I have seen 6 of the 20 movies in Steve’s 1940 westerns video and my fave among the 6 was Randy’s When the Daltons Rode. The 6 also include My Little Chickadee but I don’t consider it or Marx Bros Go West as westerns but rather as comedies.
Even then I did not find Mae West particularly funny or even generally appealing as a star -over the topm and as a “legendary” performer a bit overblown like Garbo and if her boasts on the matter are correct “discovering” Al Leach might have been the best thing Mae ever did.
I DID find W C funny but went off him a bit when I discovered that he complained and made a nuisance of himself because Deanna Durbin his Hollywood next-door neighbor [and my own Little Chickadee!] practiced her singing within his hearing.
Generally I found the Marx Bros funny but I have never seen Go West.
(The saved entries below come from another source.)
PR #1019, opened 2026-05-27
Surface SaaS FAQ demo seeder preflight failures

canfieldjuan:
Plan: plans/PR-Content-Ops-FAQ-SaaS-Demo-Seeder-Preflight-Result.md

The SaaS FAQ demo seeder is now the operator handoff for loading the synthetic B2B SaaS FAQ into DB-backed search, but validation failures exited before writing `--output-result`. This PR writes a compact preflight result artifact before preserving the existing fail-closed exit behavior.

## Intentional
- No database, generator, search projection, cleanup SQL, or route behavior changes.
- Runtime pool/connection failures stay deferred; this slice only closes validation failures that are locally reproducible without a database.
- The preflight result omits token/database URL values so the artifact stays safe to share.

## Deferred
- Runtime setup failures after validation can get their own result-artifact slice if operators hit missing `asyncpg` or connection errors.

## Parked hardening
- `HARDENING.md`: SaaS demo seeder runtime setup result artifact.

## Verification
- `python -m pytest tests/test_content_ops_faq_saas_demo_corpus.py -q` - 14 passed.
- `python -m py_compile scripts/seed_content_ops_faq_saas_demo.py tests/test_content_ops_faq_saas_demo_corpus.py` - passed.
- `python scripts/audit_plan_code_consistency.py plans/PR-Content-Ops-FAQ-SaaS-Demo-Seeder-Preflight-Result.md` - passed.
- `python scripts/audit_extracted_pipeline_ci_enrollment.py .` - passed with 122 matching tests enrolled.
- `bash scripts/run_extracted_pipeline_checks.sh` - passed with 2495 passed, 7 skipped, 1 warning.

## Diff size
4 files, +165 / -0

### DIFF
--- a/HARDENING.md
+++ b/HARDENING.md
@@ -30,6 +30,17 @@ register under `docs/technical-debt/`.
 
 ## Parked Items
 
+## 2026-05-27
+
+### SaaS demo seeder runtime setup result artifact
+- File/location: `scripts/seed_content_ops_faq_saas_demo.py`, `_run(...)` / `main(...)`
+- Description: Pool creation or runtime seed/cleanup exceptions can still abort before `--output-result` is written.
+- Why it matters: Operators get a preflight artifact after this slice, but missing `asyncpg`, connection failures, or unexpected repository errors can still leave no machine-readable failure payload.
+- Effort: S
+- Category: correctness
+- Owner/session: content-ops/faq-generator
+- Found during: PR-Content-Ops-FAQ-SaaS-Demo-Seeder-Preflight-Result
+
 > **Atlas blog / deep-dive content pipeline** (`content-ops/blog-*` ownership
 > lanes): parked items live in [`ATLAS-HARDENING.md`](./ATLAS-HARDENING.md),
 > kept separate to avoid append-collisions with the concurrent
--- a/plans/PR-Content-Ops-FAQ-SaaS-Demo-Seeder-Preflight-Result.md
+++ b/plans/PR-Content-Ops-FAQ-SaaS-Demo-Seeder-Preflight-Result.md
@@ -1,0 +1,87 @@
+# PR-Content-Ops-FAQ-SaaS-Demo-Seeder-Preflight-Result
+
+## Why this slice exists
+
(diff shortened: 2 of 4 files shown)


canfieldjuan (commented):
**LGTM** — reviewed at head `de7c59d`. Closes the SaaS demo seeder's preflight-artifact gap, and the "safe to share" claim holds up.

The approach is cleaner than the analogous #1008 fix: `_validate_args()` already returns an error list rather than raising, so `main()` simply does `if errors: _write_result(args.output_result, _preflight_result(args, errors)); raise SystemExit("; ".join(errors))` — write the artifact, then preserve the existing fail-closed exit. No broad `except SystemExit` (so none of the #1008 mislabeling concern), and the exit behavior is unchanged.

The security property is the important one here, and it's both implemented and enforced:
- `_preflight_result` contains only `phase`, `ok`, `mode`, `errors` — no `token`, no `database_url`. The `_validate_args` messages name the missing *field* ("Missing --database-url...", "--cleanup-faq-id must be a non-empty FAQ id"), never the value, so the errors list can't echo a secret.
- The tests assert the artifact with exact-dict equality (`payload == {...}`), so any leaked `token`/`database_url` field would fail the test — the no-secret-leak invariant is pinned, not just hoped.

Both modes are covered: `test_saas_demo_seed_preflight_writes_result_before_exit` (`mode: "seed"`) and `test_saas_demo_cleanup_preflight_writes_result_before_exit` (`mode: "cleanup"`), each via `pytest.raises(SystemExit)` to confirm the exit still fires after the write. The `mode` field is a nice touch for telling operators which invocation failed.

HARDENING parks "SaaS demo seeder runtime setup result artifact" — an honest deferral of the post-validation pool/connection failures, matching the body's stated scope. CI green (`extracted-checks` x2, `pre-push-audit`); full suite passed (2495).

Note (consistency, not blocking): this preflight exits via `SystemExit("...")` (exit 1), whereas the route/DB concurrency smokes use exit 2 for preflight. Each is internally consistent and the body is explicit about preserving existing behavior; just flagging the cross-script difference in case a uniform preflight exit code is wanted later.

PR #1016, opened 2026-05-27
Surface FAQ search DB pool close failures

canfieldjuan:
Plan: plans/PR-Content-Ops-FAQ-Search-DB-Close-Result.md
Slice phase: Production hardening

This drains the parked FAQ search DB smoke pool-close gap: `pool.close()` failures now appear as `pool_close.error` metadata instead of replacing the original setup/search result, while still failing the smoke overall when the pool does not close cleanly.

## Intentional
- No cleanup SQL, search, seeding, routing, or result request behavior changes.
- `pool_close` is a separate top-level lifecycle object rather than overloading `cleanup`, because closing the pool is not data cleanup.
- This slice drains the last known result-masking edge in this smoke script.

## Deferred
- Parked hardening: none.

## Parked hardening
- None.

## Verification
- Command: pytest tests/test_smoke_content_ops_faq_search_concurrency.py -q
  - 26 passed.
- Command: python -m py_compile scripts/smoke_content_ops_faq_search_concurrency.py tests/test_smoke_content_ops_faq_search_concurrency.py
  - Passed.
- Command: python scripts/audit_plan_code_consistency.py plans/PR-Content-Ops-FAQ-Search-DB-Close-Result.md
  - Passed.
- Command: python scripts/audit_extracted_pipeline_ci_enrollment.py .
  - Passed: 121 matching tests enrolled.
- Command: git diff --check
  - Passed.
- Command: bash scripts/validate_extracted_content_pipeline.sh
  - Passed.
- Command: python extracted/_shared/scripts/forbid_atlas_reasoning_imports.py extracted_content_pipeline
  - Passed.
- Command: python scripts/audit_extracted_standalone.py --fail-on-debt
  - Passed.
- Command: bash scripts/check_ascii_python.sh
  - Passed.
- Command: bash scripts/run_extracted_pipeline_checks.sh
  - Passed: 2480 passed, 7 skipped, 1 warning.

## Diff size
4 files, +259 / -25

PR #1020, opened 2026-05-27
Surface SaaS FAQ demo seeder runtime failures

canfieldjuan:
Plan: plans/PR-Content-Ops-FAQ-SaaS-Demo-Seeder-Runtime-Result.md

This drains the parked SaaS demo seeder runtime-result gap from `HARDENING.md`: after validation succeeds, missing `asyncpg`, pool creation failures, repository errors, or cleanup exceptions now write a safe `--output-result` payload instead of escaping with no artifact.

## Intentional
- No database, generator, search projection, cleanup SQL, or route behavior changes.
- No broad lifecycle refactor; this slice only guarantees a result artifact for exceptions that currently escape `main()`.
- Exit code `1` remains the runtime failure signal, matching the existing seed/cleanup failure behavior.

## Deferred
- Pool-close lifecycle metadata that preserves a successful seed payload while separately reporting close failure is deferred until operators hit that more specific case.

## Parked hardening
- `HARDENING.md`: SaaS demo seeder pool-close result preservation.

## Verification
- `python -m pytest tests/test_content_ops_faq_saas_demo_corpus.py -q` - 16 passed.
- `python -m py_compile scripts/seed_content_ops_faq_saas_demo.py tests/test_content_ops_faq_saas_demo_corpus.py` - passed.
- `python scripts/audit_plan_code_consistency.py plans/PR-Content-Ops-FAQ-SaaS-Demo-Seeder-Runtime-Result.md` - passed.
- `python scripts/audit_extracted_pipeline_ci_enrollment.py .` - passed with 122 matching tests enrolled.
- `bash scripts/run_extracted_pipeline_checks.sh` - passed with 2497 passed, 7 skipped, 1 warning.

## Diff size
4 files, +221 / -5

### DIFF
--- a/HARDENING.md
+++ b/HARDENING.md
@@ -32,14 +32,14 @@ register under `docs/technical-debt/`.
 
 ## 2026-05-27
 
-### SaaS demo seeder runtime setup result artifact
+### SaaS demo seeder pool-close result preservation
 - File/location: `scripts/seed_content_ops_faq_saas_demo.py`, `_run(...)` / `main(...)`
-- Description: Pool creation or runtime seed/cleanup exceptions can still abort before `--output-result` is written.
-- Why it matters: Operators get a preflight artifact after this slice, but missing `asyncpg`, connection failures, or unexpected repository errors can still leave no machine-readable failure payload.
+- Description: If seed or cleanup succeeds but `pool.close()` raises, the runtime failure payload can replace the successful operation payload instead of reporting close failure as lifecycle metadata.
+- Why it matters: Operators get a result artifact, but a successful seed could be obscured by a close-time failure during repeated demo setup.
 - Effort: S
 - Category: correctness
 - Owner/session: content-ops/faq-generator
-- Found during: PR-Content-Ops-FAQ-SaaS-Demo-Seeder-Preflight-Result
+- Found during: PR-Content-Ops-FAQ-SaaS-Demo-Seeder-Runtime-Result review
 
 > **Atlas blog / deep-dive content pipeline** (`content-ops/blog-*` ownership
 > lanes): parked items live in [`ATLAS-HARDENING.md`](./ATLAS-HARDENING.md),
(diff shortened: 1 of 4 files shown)


canfieldjuan (commented):
**LGTM** — reviewed at head `39759f9`. Drains the runtime-setup gap #1019 parked, and the "safe payload" claim is real and test-pinned.

`main()` now wraps `asyncio.run(_run(args))` in `except Exception` → `_runtime_error_result` + write + exit 1, for the post-validation failures that previously escaped (missing `asyncpg`, pool-create, repo errors, cleanup). Catching `Exception` (not `BaseException`) is right — interrupts still propagate.

The security handling is the part that matters, and it's verified against the actual leak vector: `_safe_error_message` redacts `args.database_url` from the exception text, and the test proves it with a password-bearing DSN — `_create_pool` raises an error echoing `postgresql://user:secret@example.invalid/atlas`, and the test asserts that DSN is absent from **both** stdout and the written artifact, with the message redacted to `[redacted-database-url]`. So a connection error that embeds the password can't leak into a shareable artifact. The runtime payload is exactly `{phase, ok, mode, errors, error}` — no raw DSN, and the seeder has no token arg, so there's no other secret. Cleanup-mode runtime failures are covered too (`mode: "cleanup"`, exit 1).

HARDENING removes the matching "runtime setup result artifact" item — justified, since runtime exceptions now reliably produce an artifact. CI green (`extracted-checks` x2, `pre-push-audit`); full suite passed (2497).

NIT (non-blocking) — the deferred pool-close case is the same class you just closed for the DB smoke in #1016. If the seed **succeeds** but `pool.close()` raises inside `_run`, `main()`'s `except Exception` will catch it and emit a `phase="runtime"` error that **replaces** the successful seed payload. The body calls this out under Deferred ("preserves a successful seed payload while separately reporting close failure"), but with "Parked hardening: None" it isn't in the register — worth parking it so the residual is tracked, the way #1014's pool-close NIT was parked before #1016 drained it. (Also minor: `_safe_error_message` redacts by full-DSN string match, which covers the password-bearing full-DSN echo the test exercises; parsed-component connection errors typically don't carry the password, so this is adequate.)

Good drain — and the realistic password-DSN redaction test is exactly the right safeguard for an operator-shareable artifact.

PR #1447, opened 2026-06-09
Deflection paid-funnel alert sink routing

canfieldjuan:
Plan: plans/PR-Deflection-Paid-Funnel-Alert-Sink.md

#1386 still had an operator-signal gap after #1445: paid-funnel failures emitted stable `DEFLECTION_PAID_FUNNEL_INCIDENT` log records, but no configured alert sink saw them. This slice routes those bounded incident payloads into the existing centralized alert manager so configured callbacks, including ntfy, can surface paid-but-locked, delivery-suppressed, and revocation-miss incidents without changing checkout, unlock, revocation, or delivery state transitions.

## Intentional
- Uses the existing centralized alert manager and configured callbacks; no new alert transport, secret, or webhook is introduced.
- Structured incident logging remains the first/fallback sink when alerts are disabled.
- Alert dispatch is best-effort and bounded so slow external sinks cannot hold the Stripe webhook or delivery worker path indefinitely.

## Deferred
- #1386 follow-up: dispute-closed/manual-restore incident handling after a restore path exists.
- #1386 follow-up: scrub or omit provider error metadata before any future transport routes full incident metadata off-box.

## Parked hardening
- None.

## Verification
- `python -m pytest tests/test_content_ops_deflection_incidents.py -q` - 4 passed.
- `python -m pytest tests/test_alerts.py -q` - 73 passed.
- `python -m pytest tests/test_atlas_billing_content_ops_deflection_stripe_paid.py -q` - 39 passed, 1 warning.
- Delivery workflow command set - 105 passed, 1 warning.
- Stripe-paid workflow command set - 177 passed, 1 warning.
- `bash scripts/run_extracted_pipeline_checks.sh` - 3648 passed, 10 skipped, 1 warning.
- `python -m py_compile atlas_brain/api/billing.py atlas_brain/alerts/events.py atlas_brain/alerts/manager.py atlas_brain/alerts/rules.py atlas_brain/content_ops_deflection_delivery.py atlas_brain/content_ops_deflection_incidents.py` - passed.

## Diff size
13 files, +382 / -13.

### DIFF
--- a/.github/workflows/atlas_content_ops_deflection_delivery_checks.yml
+++ b/.github/workflows/atlas_content_ops_deflection_delivery_checks.yml
@@ -4,6 +4,7 @@ on:
   pull_request:
     paths:
       - ".github/workflows/atlas_content_ops_deflection_delivery_checks.yml"
+      - "atlas_brain/alerts/**"
       - "atlas_brain/autonomous/scheduler.py"
       - "atlas_brain/autonomous/tasks/__init__.py"
       - "atlas_brain/autonomous/tasks/content_ops_deflection_report_delivery.py"
@@ -13,6 +14,7 @@ on:
       - "atlas_brain/deflection_pdf_renderer.py"
       - "scripts/send_content_ops_deflection_report_deliveries.py"
       - "tests/test_atlas_content_ops_deflection_delivery.py"
+      - "tests/test_alerts.py"
       - "tests/test_content_ops_deflection_incidents.py"
       - "tests/test_deflection_pdf_renderer.py"
       - "tests/test_deflection_report_delivery_task.py"
@@ -22,6 +24,7 @@ on:
       - main
     paths:
       - ".github/workflows/atlas_content_ops_deflection_delivery_checks.yml"
+      - "atlas_brain/alerts/**"
       - "atlas_brain/autonomous/scheduler.py"
       - "atlas_brain/autonomous/tasks/__init__.py"
       - "atlas_brain/autonomous/tasks/content_ops_deflection_report_delivery.py"
@@ -31,6 +34,7 @@ on:
       - "atlas_brain/deflection_pdf_renderer.py"
       - "scripts/send_content_ops_deflection_report_deliveries.py"
       - "tests/test_atlas_content_ops_deflection_delivery.py"
+      - "tests/test_alerts.py"
       - "tests/test_content_ops_deflection_incidents.py"
       - "tests/test_deflection_pdf_renderer.py"
       - "tests/test_deflection_report_delivery_task.py"
@@ -58,6 +62,7 @@ jobs:
       - name: Run Content Ops deflection delivery tests
         run: |
           python -m pytest \
+            tests/test_alerts.py \
             tests/test_atlas_content_ops_deflection_delivery.py \
             tests/test_content_ops_deflection_incidents.py \
             tests/test_deflection_pdf_renderer.py \
--- a/.github/workflows/atlas_content_ops_deflection_stripe_paid_checks.yml
+++ b/.github/workflows/atlas_content_ops_deflection_stripe_paid_checks.yml
@@ -4,6 +4,7 @@ on:
   pull_request:
     paths:
       - ".github/workflows/atlas_content_ops_deflection_stripe_paid_checks.yml"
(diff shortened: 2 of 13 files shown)


canfieldjuan (commented):
**One blocking issue: the body's money-path safety claim is false. The alert dispatch is awaited inline on the Stripe webhook response path, so a slow/down sink can delay the 200 and drive Stripe retries - which the body says cannot happen. Endorse Codex's P2 (escalated). Everything else is sound; I verified the PII-off-box concern is NOT live so I'm not raising it.**

## Blocking - alert dispatch blocks the Stripe webhook ack (body claim is false)
The body states: *"Alert dispatch is best-effort and cannot block Stripe retry semantics."* It can. Traced end to end:
- The `stripe_webhook` route (`billing.py:344`) `await`s `_handle_content_ops_deflection_report_checkout_completed` (:404/:419) and `_handle_content_ops_deflection_report_payment_revoked` (:432) **before** `return {"status": "ok"}` (:472). No BackgroundTask / early-200.
- Those handlers now `await emit_deflection_paid_funnel_incident_alert(...)`, which `await get_alert_manager().process_event(...)`.
- `process_event` (`manager.py:244-248`) `await`s each callback **inline**; the new rule (`manager.py`) matches **unconditionally** (`conditions={}`, `source_pattern="*"`, `cooldown_seconds=0`), so every paid-funnel incident fires it.
- The ntfy callback (`delivery.py:99`) does `range(3)` attempts at `timeout=10.0` with 1s/2s backoff -> up to ~33s on a dead sink (my own read; WebhookDelivery is 3x `timeout=10` similarly). The `try/except` in `emit_..._alert` catches failure but **not** latency.

Net: when alerts are enabled and the sink is unreachable (exactly when incidents fire), the webhook handler can't ack within Stripe's window, so the delivery is marked failed and **retried on backoff**, and with `cooldown_seconds=0` every retry re-runs the full slow path (no suppression). This is a real money-path regression, and the PR body asserts it's impossible. (Not a tight "storm" - Stripe backs off over hours - but each retry re-incurs the stall.)

**Fix:** bound the dispatch with `asyncio.wait_for(get_alert_manager().process_event(...), timeout=~2s)` inside `emit_..._alert` (the existing `except Exception` already swallows failures; just include `asyncio.TimeoutError`), or decouple to a fire-and-forget task. Either way, correct the body's claim.

Same await on the **delivery-worker** path (`content_ops_deflection_delivery.py`, `send_failed`) is not a Stripe issue (background worker), but it now sits **between** the send failure and `_mark_failed`, widening the window the row stays `'sending'` on a slow sink. The same decouple/timeout closes it - not a separate finding.

## Verified NOT an issue (so I don't overstate it)
My #1445 forward-looking note was that a real Resend error in the `send_failed` incident's `error` field could echo a recipient email, and this PR is the off-box transport. I checked both sinks: `NtfyDelivery` posts only `content=message`; `WebhookDelivery` posts `{rule_name,event_type,message,source_id,timestamp,priority}`. **Neither serializes `event.metadata`**, and the rule's `message_template` renders only `incident_type/severity/account_id/request_id` (no `error`, no email). So the off-box payload is non-PII today and the deferred scrub is genuinely still forward-looking - correctly deferred. One pin: `PaidFunnelIncidentAlertEvent.from_payload` does stuff the full payload (including `error`) into `event.metadata`, so the scrub becomes load-bearing the instant any transport serializes metadata. Tie the deferral note to that trigger.

## Sound
- The #1445 zero-value fix carried forward (`str(value if value is not None else "")`), so `amount_total=0` is preserved.
- Reuses the existing centralized alert manager - no new transport, secret, or webhook. Structured incident log remains the first/fallback sink.
- `priority=15` -> ntfy "urgent" mapping is sensible for paid-funnel incidents.
- Helper + test enrolled in both the delivery and stripe-paid CI lanes (the #1445 gap stayed closed).

## CI
Functional lanes green. `live-reconciliation` is red only because the Codex P2 thread is open while the body reads clear - addressing the dispatch issue (and the body wording) clears it.

**Verdict: request changes (one blocker).** Bound or decouple the inline alert dispatch so it can't hold the Stripe webhook ack hostage, and correct the body's "cannot block Stripe retry semantics" claim. The observability design itself, the metadata containment, and the CI enrollment are all good.

PR #1449, opened 2026-06-09
Deflection dispute restore hardening

canfieldjuan:
Plan: plans/PR-Deflection-Dispute-Restore-Hardening.md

According to Bruce’s figures it was one of the Brothers’ least commercially successful movies and actually lost money.
Overall Steve has in my estimation provided a glut of magical vintage visuals in the 1940 westerns video so I consider it worth a high 99% rating despite its relative brevity . Good things can often come in small packages as the saying goes! Only small fly in the ointment: one of the posters spells Miriam Hopkins’ name wrong – sorry Steve there goes a 100% rating again!! Miriam’s final mainstream movie was 1966’s The Chase starring co-starring the Brando siblings
HI STEVE: Thanks for the feedback. As I have said your 1930s video is very even in high quality throughout the whole 40 entries. But what has particularly pleased me is the relatively extensive coverage you give to Wayne’s career as a B movie cowboy whereas because he made so many movies most profiles of him tend to concentrate on his later top-star days with special attention being paid to his classics.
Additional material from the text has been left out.